A very attractive ambient unit is the area around Orthodox Cathedral, formerly called Varoš-kapija. During the 18th and the first half of the 19th century, while the town was enclosed by a bar, in this part stood Varoš-kapija, which was named after the fact that it was used to enter the Sava town – the Serbian part of the town. After the relocation of the old Serbian cemetery (between Brankova, Pop Lukina, and the lower part of Maršala Birjuzova streets) to Tašmajdan in 1826, this region was rapidly developing. Residential buildings were built, as well as commercial, grocery, pottery, bakery, drapers, and tailors. Here, significant cultural and other institutions of a young, just liberated Serbia were placed, which have long sincegone: the first library, the first printing house, the first court, theology, pharmacy, and others. Famous Serbs lived and worked here: Sima Milutinović Sarajlija, Joakim Vujić, Vuk Stefanović Karadžić, Branko Radičević, and others. Three old buildings have survived and continue to attract with their beauty.


Princess Ljubica’s Residencewas erected in the 1830s, in the so-called Serbian-Balkan style, as the family house of Prince Miloš Obrenović. It is the most representative house from the first half of the 19th century. Since the coming to power of the Karađorđević dynasty, it served as a lyceum, court, art and church museum.
The Orthodox Cathedral was built in 1841 at the place of the 18th-century church using funds of the Belgrade municipality and with the help of the state and Prince Miloš Obrenović. It was built in a cathedral style, under the influence of the then ruling classicism. Great attention is paid to artistic and craft works. Vuk Stefanović Karadžić and Dositej Obradović were buried in its port. In the church crypt there are the graves of the Princes Miloš and Mihailo Obrenović, as well as the relics of Emperor Uroš. In the Orthodox Cathedral, the anointing of the princes and kings and the enthronement of the patriarch were carried out.
Across the Cathedral there is a grandiose building of the Patriarchate of the Serbian Orthodox Church, in which a rich library of rare and old books is kept, and the Museum of the Serbian Orthodox Church, which has existed since 1856. Among the exhibits of the Museum, special attention is drawn to “Eulogy for Prince Lazar” from 1408, embroidered on silk, the work of Jefimija Mrnjavčević, the first Serbian female poet, and the Charter of Prince Lazar to the monastery Ravanica from 1381. The museum contains collections of: ecclesiastical paintings, portraits of priests, old Serbian engravings, manuscripts and old Serbian books, all kinds of clothes, various sacred objects (from metal, wood, bone, mother-of-pearl, leather), medieval Byzantine seals, a rich collection of icons and historical documents (manuscript from 1434 written by the order of Despot Đurađ Branković), the first book printed in Belgrade in 1552, the shroud of King Milutin from the beginning of the 14th century.

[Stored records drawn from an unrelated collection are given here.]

Issue #71, opened 2022-02-22
WASM: Handling exceptions in JS


bkotsopoulossc:
**Background**

Emscripten as a framework supports [two ways](https://emscripten.org/docs/porting/exceptions.html) to build / run code that uses c++ exceptions. 

One is called "emscripten exception-handling" / emscripten-eh. In this method, C++ exceptions thrown actually bridge out to JS, and use JS to unwind the stack. The thing that ends up getting thrown is a JS number, which corresponds to the memory address of the exception_ptr on the wasm heap. The emscripten-generated JS code proxies each c++ method call and has special logic for handling catching errors of type `number`.

The other is called "wasm exception-handling" / wasm-eh. This is a new wasm proposal, where the runtime gets support to do its own stack unwinding, without relying on JS. In this implementation, you can throw and catch directly in wasm without bridging out to JS. When a C++ exception bubbles out of wasm and back to JS, the exception type is still a number, and it still corresponds to the memory address of the exception on the wasm heap. This new proposal is only supported in [recent browser versions](https://webassembly.org/roadmap/).

Since both of these implementations send a pointer back out to JS, the [recommendation](https://emscripten.org/docs/porting/Debugging.html#handling-c-exceptions-from-javascript) from emscripten to handle these errors is to expose a wasm function where you can take the `number`, cast it back to a pointer, access the exception object, and return the message back out to JS as a string. 

This works, but it means you need special logic in every JS catch block that is reachable from a c++ exception bubbling out. it's difficult to make sure this logic exists everywhere it is needed, and without it, debugging a caught exception is impossible, as the raw number has no useful information as it is. And, web apps sometimes rely on global uncaught error handlers to log and report errors that bubble all the way up to the root level (this could be the window, or it could be the root of a call stack from something like `setTimeout`).

**Change**

Djinni already has a proxy layer for JS calls to interfaces implemented in C++. It doesn't have a proxy layer for static methods, but this could be added.

This proxy layer could be used as a spot to catch C++ exceptions before they bubble out to JS, and transform them into canonical JS errors. 

[...]

PR #72, opened 2022-02-28
Translate C++ exceptions to JS Error objects

finalpatch:
Currently C++ exceptions are thrown into JS space as numbers.  JS code has to call a function to retrieve the error messages.  This is inconvenient and out of place. 

There are a few other behaviors that makes exceptions not as natural as it could be:

* JS Error passing through C++ code turns into C++ exception and when handled by upper level JS code, the original Error object is lost.
* Same happens to C++ exceptions passing through JS code and handled by upper level C++ code

This PR 
* changes the wasm codegen to catch C++ exceptions thrown in C++ implementation methods, and convert them to JS Error objects.
* Store the original JS Error object with the C++ exception so that it can be unwrapped when thrown back into JS land.
* Store the C++ exception pointer with the JS Error object so that it can be unwrapped when thrown back into C++

We also append a "C++: " prefix to the error message to make it easier to differentiate c++ exceptions in JS code.

This addresses https://github.com/Snapchat/djinni/issues/71


src/source/WasmGenerator.scala
```diff
@@ -365,13 +365,22 @@ class WasmGenerator(spec: Spec) extends Generator(spec) {
...
+            w.w("try").braced {
+              if (!m.ret.isEmpty) w.w("auto r = ")
+              if (m.static) w.w(s"$cls::") else w.w("self->")
+              writeAlignedCall(w, s"""${idCpp.method(m.ident)}(""", m.params, ")", p => {
+                s"${helperClass(p.ty.resolved)}::toCpp(${stubParamName(p.ident)})"
+              })
+              w.wl(";")
+              m.ret.fold()(r => w.wl(s"return ${helperClass(r.resolved)}::fromCpp(${cppMarshal.maybeMove("r", r)});"))
+            }
+            w.w("catch(const std::exception& e)").braced {
```
bkotsopoulossc, line 377: This seems reasonable for exceptions that were natively from C++. But for exceptions that originated in JS, can we re-create the original JS error (as best as we can)? We have this [JS exception](https://github.com/Snapchat/djinni/blob/11e3bc97ab59819da1254c67ce6fab1f3fa2bd27/support-lib/wasm/djinni_wasm.cpp#L76), which we can store more information in beyond just the message. We could read the relevant fields out of the JS one, hold them in the C++ one, then put them back in the JS one here when we re-throw

finalpatch: good idea.  I think I'm going to try to store the JS Error object inside the C++ exception, so that later I can unwrap it and let JS code retrieve the original error object.

bkotsopoulossc: That would be neat. Let's try it and see if it works. Preserving the correct stack trace as best as possible would be awesome. So that we're not losing information as the error bubbles up

support-lib/wasm/djinni_wasm.cpp
```diff
@@ -201,10 +187,18 @@ EM_JS(void, djinni_register_name_in_ns, (const char* prefixedName, const char* n
         ns[name] = Module[prefixedName];
 });
 
+void djinni_throw_native_exception(const std::exception& e) {
+    static auto throwCppException = em::val::module_property("djinni_throw_cpp_exception");
+    if (const auto* jsEx = dynamic_cast<const JsException*>(&e)) {
+        throwCppException(jsEx->cause());
```
bkotsopoulossc, line 193: The val type has a throw() method, I believe you can do:
```suggestion
        jsEx->cause().throw();
```

support-lib/wasm/djinni_wasm.cpp
```diff
@@ -180,6 +162,10 @@ EM_JS(void, djinni_init_wasm, (), {
             Module.protobuf[name] = proto;
         };
 
+        Module.djinni_throw_cpp_exception = function(e) {
+            throw (e instanceof Error) ? e : new Error("djinni: " + e);
```
bkotsopoulossc, line 166: With the below suggestion I believe you can do:
```suggestion
            throw new Error("djinni: " + e);
```

I also think that using the terms "native" or "wasm" might be easier to recognize for folks who aren't familiar with djinni.

test-suite/handwritten-src/js/CppExceptionTest.js
```diff
@@ -14,9 +20,18 @@ class CppExceptionTest {
...
+
+    testJsExceptionPassthrough() {
+        var thrown = null;
+        try {
+            this.cppInterface.throwJsException(new JsThrower());
+        } catch (e) {
+            thrown = e;
+        }
+        assertTrue(thrown instanceof Error);
+        assertEq(thrown.message, "JS Error");
```
bkotsopoulossc, line 34: We've got tests here of catching a C++ error in JS and a JS error in JS (passing through C++).

What do you think about some tests for catching a JS error in C++ and a C++ error in C++ (passing through JS)?

bkotsopoulossc (commented):
This approach looks good

support-lib/wasm/djinni_wasm.cpp
LiFengSC: Thanks, this looks much nicer

test-suite/handwritten-src/js/CppExceptionTest.js
LiFengSC: Yeah.  Also tests should check the C++ stack unwinding is performed.

LiFengSC: Actually,  I think we could probably do the same pass-through trick for Java code, too. In a follow-up PR.

LiFengSC:
@bkotsopoulossc I have made the requested changes:
* Use `val::throw()`
* Replace exception tag "djinni:" with "C++:"
* Support C++ exceptions passing through JS code
* More tests verifying all throw/catch combinations (c++->js, js->c++, c++->c++, js->js)

support-lib/wasm/djinni_wasm.cpp
```diff
@@ -188,11 +190,15 @@ EM_JS(void, djinni_register_name_in_ns, (const char* prefixedName, const char* n
...
-    static auto throwCppException = em::val::module_property("djinni_throw_cpp_exception");
     if (const auto* jsEx = dynamic_cast<const JsException*>(&e)) {
-        throwCppException(jsEx->cause());
+        jsEx->cause().throw_();
     } else {
-        throwCppException(em::val(e.what()));
+        static std::exception_ptr exptr;
+        static auto ErrorClass = em::val::global("Error");
+        auto error = ErrorClass.new_(std::string("C++: ") + e.what());
+        exptr = std::current_exception();
```
bkotsopoulossc, line 199: Technically this is the same exception as `e` but this gives us the ptr? We could also use `std::make_exception_ptr(e)` right? Looks good, just making sure I follow

support-lib/wasm/djinni_wasm.cpp
```diff
@@ -60,7 +60,13 @@ const em::val& JsProxyBase::_jsRef() const {
 
 void JsProxyBase::checkError(const em::val& v) {
     if (v.instanceof(em::val::global("Error"))) {
-        throw JsException(v);
+        auto cppExceptionPtr = v["cppExceptionPtr"];
```
bkotsopoulossc: Small nit, but any of these fields we introduce internal to djinni, maybe we prefix them with _djinni_ or something? Might make it clearer for other code that touches these objects

support-lib/wasm/djinni_wasm.cpp
```diff
@@ -60,7 +60,13 @@ const em::val& JsProxyBase::_jsRef() const {
...
+        if (!cppExceptionPtr.isUndefined()) {
+            std::exception_ptr* exptr = reinterpret_cast<std::exception_ptr*>(cppExceptionPtr.as<int>());
+            std::rethrow_exception(*exptr);
+        } else {
+            throw JsException(v);
+        }
```
bkotsopoulossc, line 69: Yes! This is exactly why I was prompting to add the tests for the extra cases, it didn't seem like we had handled this case

bkotsopoulossc (approved):

bkotsopoulossc (approved):

support-lib/wasm/djinni_wasm.cpp
LiFengSC: I already changed this to "_djinni_cpp_exception_ptr"

support-lib/wasm/djinni_wasm.cpp
LiFengSC: If I have an exception object that hasn't been thrown yet, I can use `make_exception_ptr` to get an `exception_ptr`.
If the exception is already thrown(like in our case), then `current_exception()` will return the `exception_ptr`.

support-lib/wasm/djinni_wasm.cpp
bkotsopoulossc: nice, missed the last commit

support-lib/wasm/djinni_wasm.cpp
```diff
@@ -201,10 +189,22 @@ EM_JS(void, djinni_register_name_in_ns, (const char* prefixedName, const char* n
         ns[name] = Module[prefixedName];
 });
 
+void djinni_throw_native_exception(const std::exception& e) {
+    if (const auto* jsEx = dynamic_cast<const JsException*>(&e)) {
```
bkotsopoulossc, line 193: @LiFengSC By the way, is this our first usage of RTTI in djinni? If it is, is this worth taking the dependency on it? We don't need RTTI for exceptions.

Could we generate code that catches both types, without using rtti?

```
    } catch(const JsException& e) {
      // re-throw JS
    } catch(const std::exception& e) {
        // re-throw native
    }
```

bkotsopoulossc: Actually I guess matching the catch clause requires RTTI anyways? Just wondering here really

LiFengSC: There are other uses of RTTI, eg. here we use it to detect whether the interface is a JS object or C++ object.
```
    static em::val _toJs(const std::shared_ptr<I>& c) {
        if (c == nullptr) {
            // null object
            return em::val::undefined();
        }
        else if (auto* p = dynamic_cast<JsProxyBase*>(c.get())) {
            // unwrap existing js proxy
            return p->_jsRef();
        } else {
            return GetOrCreateCppProxy<Self, void>()(c);
        }
    }
```

bkotsopoulossc: We should develop a better understanding of the size and perf overhead we add by relying on RTTI CC @bholmes-sc

PR #79, opened 2022-04-21
Add option to mark Obj-C symbols with "default" visibility

kersson:
We generate dynamic frameworks from djinni-generated Obj-C code, but we compile our code with `-fvisibility=hidden`, so we need to mark djinni-generated records and constants with "default" visibility.

This PR adds a `--objc-default-visibility-annotation` option to mark records and constants with "default" visibility:

```objc
__attribute__((visibility("default")))
```

This ensures that they will have external linkage even when compiled with `-fvisibility=hidden`.

### DIFF
--- a/src/source/ObjcGenerator.scala
+++ b/src/source/ObjcGenerator.scala
@@ -30,6 +30,8 @@ import scala.collection.parallel.immutable
 
 class ObjcGenerator(spec: Spec) extends BaseObjcGenerator(spec) {
 
+  val visibilityAnnotation = if (spec.objcDefaultVisibilityAnnotation) "__attribute__((visibility(\"default\"))) " else ""
+
   class ObjcRefs() {
     var body = mutable.TreeSet[String]()
     var header = mutable.TreeSet[String]()
@@ -109,7 +111,7 @@ class ObjcGenerator(spec: Spec) extends BaseObjcGenerator(spec) {
       if(i.methods.exists(_.static)) {
         val protocolHeader = "#import " + q(spec.objcIncludePrefix + marshal.headerName(ident))
         writeObjcFile(marshal.implHeaderName(ident), origin, List(protocolHeader), w => {
-          w.wl(s"@interface $self : NSObject<$self>")
+          w.wl(s"${visibilityAnnotation}@interface $self : NSObject<$self>")
           for (m <- i.methods) {
             if (m.static && m.lang.objc) {
               w.wl
@@ -128,14 +130,14 @@ class ObjcGenerator(spec: Spec) extends BaseObjcGenerator(spec) {
     writeObjcFile(marshal.headerName(ident), origin, refs.header, w => {
       for (c <- i.consts if marshal.canBeConstVariable(c)) {
         writeDoc(w, c.doc)
-        w.w(s"extern ")
+        w.w(s"${visibilityAnnotation}extern ")
         writeObjcConstVariableDecl(w, c, self)
         w.wl(s";")
       }
 
       w.wl
       writeDoc(w, doc)
-      if (useProtocol(i.ext, spec)) w.wl(s"@protocol $self <NSObject>") else w.wl(s"@interface $self : NSObject")
+      if (useProtocol(i.ext, spec)) w.wl(s"@protocol $self <NSObject>") else w.wl(s"${visibilityAnnotation}@interface $self : NSObject")
 
       for (m <- i.methods) {
         if (!m.static || (!spec.objcGenProtocol && m.lang.objc)) {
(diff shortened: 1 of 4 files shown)


kersson:
I wanted to add tests for this new option, but I didn't see a place to readily do so. Is there support for testing code generated with various non-standard options?

src/source/ObjcGenerator.scala
```diff
@@ -128,14 +130,14 @@ class ObjcGenerator(spec: Spec) extends BaseObjcGenerator(spec) {
     writeObjcFile(marshal.headerName(ident), origin, refs.header, w => {
       for (c <- i.consts if marshal.canBeConstVariable(c)) {
         writeDoc(w, c.doc)
-        w.w(s"extern ")
+        w.w(s"${visibilityAnnotation}extern ")
```
LiFengSC, line 133: I wonder if constants visibility should be declared in `BaseObjcGenerator.writeObjcConstMethImpl`?

src/source/ObjcGenerator.scala
```diff
@@ -249,7 +251,7 @@ class ObjcGenerator(spec: Spec) extends BaseObjcGenerator(spec) {
         w.wl
         for (c <- r.consts if marshal.canBeConstVariable(c)) {
           writeDoc(w, c.doc)
-          w.w(s"extern ")
+          w.w(s"${visibilityAnnotation}extern ")
           writeObjcConstVariableDecl(w, c, noBaseSelf);
```
LiFengSC, line 255: And this too.

LiFengSC (commented):
Thank you for your contribution.  You are right we currently lack a means to test codegen by text comparison. Although given how straightforward this one is, I'm okay to leave the test for now until we have something better to support this kind of tests.

One question I have is about the annotation before constants.  You currently have them at the forward declaration in the header files, but I wonder if it should be in the implementation file, where the constants are actually instantiated.

src/source/ObjcGenerator.scala
kersson: My understanding is that visibility attributes should be placed in declarations not definitions. Here's a quote from the GCC wiki (https://gcc.gnu.org/wiki/Visibility):
>In your header files, wherever you want an interface or API made public outside the current DSO, place `__attribute__ ((visibility ("default")))` in struct, class and function declarations you wish to make public (it's easier if you define a macro as this). You don't need to specify it in the definition.

kersson:
>You are right we currently lack a means to test codegen by text comparison.

Even stronger than text comparison, ideally I'd love to write a test for this particular option by actually compiling the generated code into a dynamic shared library with `-fvisibility=hidden` and then verifying that the symbols remain visible!

src/source/ObjcGenerator.scala
LiFengSC: I see.  I was thinking for constants,  adding to `writeObjcConstMethImpl` will need only 1 change than the declarations where 2 changes are needed.

LiFengSC:
@kersson would it also work if you build the djinni generated code as a separate lib with `visibility=default` and the rest of the code with `visibility=hidden`.  That way we probably don't even need this command line option?

src/source/ObjcGenerator.scala
LiFengSC: maybe, but writeObjcConstVariableDecl has 3 callers,  2 with `extern`, 1 without.

kersson:
> @kersson would it also work if you build the djinni generated code as a separate lib with `visibility=default` and the rest of the code with `visibility=hidden`. That way we probably don't even need this command line option?

Interesting idea! My main concern is that it adds complexity to our project, which is already a massive code base. We build djinni-generated code with a couple different build systems, so we'd have to add in many separate modules/rules to build djinni-generated code separately, with different visibility settings. For all our other public APIs, we already explicitly mark our interfaces as exported/publicly visible in the headers, so we'd be making a special case for djinni-generated code.

But I understand that the tradeoff for this project is needing to maintain an additional option going forward.

I'll play around with this to see if this approach could work for us.

src/source/ObjcGenerator.scala
kersson: Right, so I'd have to add an argument to indicate whether the declaration is in the header (possibly add visibility) or the implementation (don't add visibility)? Not sure if it's worth it in this case, but I don't have strong feelings either way.

LiFengSC:
> > @kersson would it also work if you build the djinni generated code as a separate lib with `visibility=default` and the rest of the code with `visibility=hidden`. That way we probably don't even need this command line option?
> 
> Interesting idea! My main concern is that it adds complexity to our project, which is already a massive code base. We build djinni-generated code with a couple different build systems, so we'd have to add in many separate modules/rules to build djinni-generated code separately, with different visibility settings. For all our other public APIs, we already explicitly mark our interfaces as exported/publicly visible in the headers, so we'd be making a special case for djinni-generated code.
> 
> But I understand that the tradeoff for this project is needing to maintain an additional option going forward.
> 
> I'll play around with this to see if this approach could work for us.

Yeah I would prefer not to introduce new options if this can be achieved relatively easily without it.  AFAIK we do this (build djinni generated files as a seprate lib) at Snap.  If you use a capable build system (eg. cmake, bazel) building part of the source as a library is fairly easy.

kersson:
We do use bazel, but due to the way we bundle our generated sources alongside everything else we'd either need to make somewhat messy exclusion rules or reorganize things. None of which is difficult, but given that this option works well for us without any other changes to our source tree structure or build rules, we'll probably just use our own fork with this option added.

Thanks for the discussion!

PR #81, opened 2022-04-28
Add whenAll() and whenAny() function for C++ futures

LiFengSC:
Add a few utility functions to make handling a group of futures together easier in C++

`whenAll()` returns a new future that becomes ready when all of the supplied futures are ready.
`whenAny()` returns a new future that becomes ready when the first future in the supplied futures becomes ready.


sanjayrd (commented):
haven't reviewed code yet, but wanted to note that we should replace <redacted> with this

bholmes-sc (approved):

PR #87, opened 2022-06-07
Fix warnings in support-lib/java

remyjette:
* Future.java:83: warning: [overloads] then(FutureHandler<T>) in Future
  is potentially ambiguous with <R>then(FutureHandlerWithReturn<T,R>) in
  Future

  Since both of these are interfaces, a class could implement both and
  then the overload of `then()` to call would be ambiguous. In practice
  this would not happen as these objects are created via lambdas and the
  functional interface, so suppressed the warning.

* Future.java:71: warning: [rawtypes] found raw type: AtomicReference

  Fixed these by changing `new AtomicReference(...)` to `new
  AtomicReference<>(...)`

* NativeFutureHandler.java:19: warning: [rawtypes] found raw type:
  FutureHandler

  Added type arguments

* Outcome.java:39: warning: [rawtypes] found raw type: Outcome

  Added wildcard type arguments

* Outcome.java:46: warning: [rawtypes] found raw type: Class

  Added wildcard type argument

### DIFF
--- a/support-lib/java/com/snapchat/djinni/Future.java
+++ b/support-lib/java/com/snapchat/djinni/Future.java
@@ -57,10 +57,12 @@ public class Future<T> implements java.util.concurrent.Future<T> {
     }
     
     // Handler routine for type U that does not return a value
+    @FunctionalInterface
     public interface FutureHandler<U> {
         public void handleResult(Future<U> res) throws Throwable;
     }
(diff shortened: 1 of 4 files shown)


LiFengSC (approved):

LiFengSC:
Thanks Remy!  Changes look good.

A great tourist attraction is the oldest Belgrade tavern “?”, located across from the Orthodox Cathedral building. This residential building, in the Serbian-Balkan style, was built about 1820 by Prince Miloš Obrenović, and then he donated it to Naum Ičko, his commercial consul. Since 1878, it changed its owners and titles, and in 1892 the title “At the Cathedral” was posted, but it was immediately removed by the church authorities and the Ordinance on taverns. The owner, as a temporary solution, only posted “?”, and that name remained until today. It is known that Vuk Stefanović Karadžić came to this tavern in the 1930s, that in 1834 the first billiard in Belgrade was placed in it, and that the “first reading place of the newspaper” was there that year.